When looking at the residuals' distribution, I see something totally different than my colleagues who use Stata (using predict and rstandard). Their residuals are more or less normal, whereas in mine there is a gap in the values (not a singe residual is between -0.05 and 1.15). That does make sense in the context of logistic regression, especially that the maximum predicted probability is not so high (38%). 
I'd like to understand what's happening here... What is Stata doing that R isn't, with those residuals? 
 A: For logistic regression, Stata defines residuals and related quantities to be those you'd get if you grouped all the observations with the same values for all the predictor variables, counted up the successes and failures for those observations, and fitted a logistic regression model to the resulting binomial data instead of the original Bernoulli data. This is a useful thing to do as (if there are multiple observations with the same covariate pattern) the resulting residuals behave more like those you're used to from least squares.
To get the same residuals from R, I suspect you will need to group the data and fit the model to the grouped data. But I'm not clear whether R is using the same definition of 'standardized residuals' as Stata as I don't presently have access to the numerous textbooks that the R documentation references.
Here's an excerpt from 'Methods and formulas' section of the Stata manual entry for 'logistic postestimation' (one thing I like about Stata is that the manuals provide the full formulas for everything):

Define $M_j$ for each observation as the total number of observations
  sharing $j$’s covariate pattern.

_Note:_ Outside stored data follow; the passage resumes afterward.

PR #4768, opened 2023-06-30
Disable CPU limit

howardjohn:
Currently we give each job limit=64 CPUs but then tell Bazel to limit to 8 cores. I think it will be much faster if we remove the limit..?


kyessenov:
Yeah, not sure why it's doing limiting twice.

kyessenov (approved):

PR #4789, opened 2023-07-07
metadata_exchange: combine into native implementation

kyessenov:
Implements HTTP metadata exchange as a native filter on top of the existing CONNECT baggage filter.

The main benefit is a smooth migration from Istio-specific headers via fallback mechanisms.

The recommended setting for 1.19 sidecars would be:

Define $Y_j$ as the total number of
  positive responses among observations sharing $j$’s covariate pattern.
The Pearson residual for the $j$th observation is defined as 
  $$r_j = \frac{Y_j - M_j p_j}{\sqrt{M_j p_j(1 - p_j)}}$$ 
  ...
  The unadjusted diagonal elements of the hat matrix $h_{Uj}$ are given by 
  $h_{Uj} = (\mathbf{XVX}')_{jj}$, 
  where $\mathbf{V}$ is the estimated covariance matrix of parameters. 
  The adjusted diagonal elements $h_j$ created by hat are then 
  $h_j = M_j p_j(1 - p_j)h_{Uj}$.
  The standardized Pearson residual $r_{Sj}$ is $r_j / \sqrt{1 - h_j}.$

A: Pearson residuals are obtained by dividing the each observation's raw residual by the square root of the corresponding variance. The idea is to get something that has variance 1, approximately. In your example, try this;
set.seed(3141)
x1 <- rnorm(100)
x2 <- rnorm(100)
y <- rbinom(100, 1, 0.25)
glm1 <- glm(y~x1+x2, family=binomial)
f1 <- fitted(glm1) # the fitted probability of y=1, for each observation
plot( residuals(glm1, "pearson"), (y-f1)/sqrt(f1*(1-f1)))
abline(0,1)        # they match

The 'gap' occurs because the residuals where $Y=1$ are on one side, and those with $Y=0$ are on the other. Standardized residuals are a different animal; they divide by the estimated standard deviation of the residual; you can obtain them in R using rstandard(), though for non-linear GLMs it uses a linear approximation in the calculation.
NB residuals of any form tend not to be terribly helpful in logistic regression. With independent binary data, the only real concern is whether we've specified the mean correctly - and with modest sample sizes, plots of residuals typically provide little power to assess that.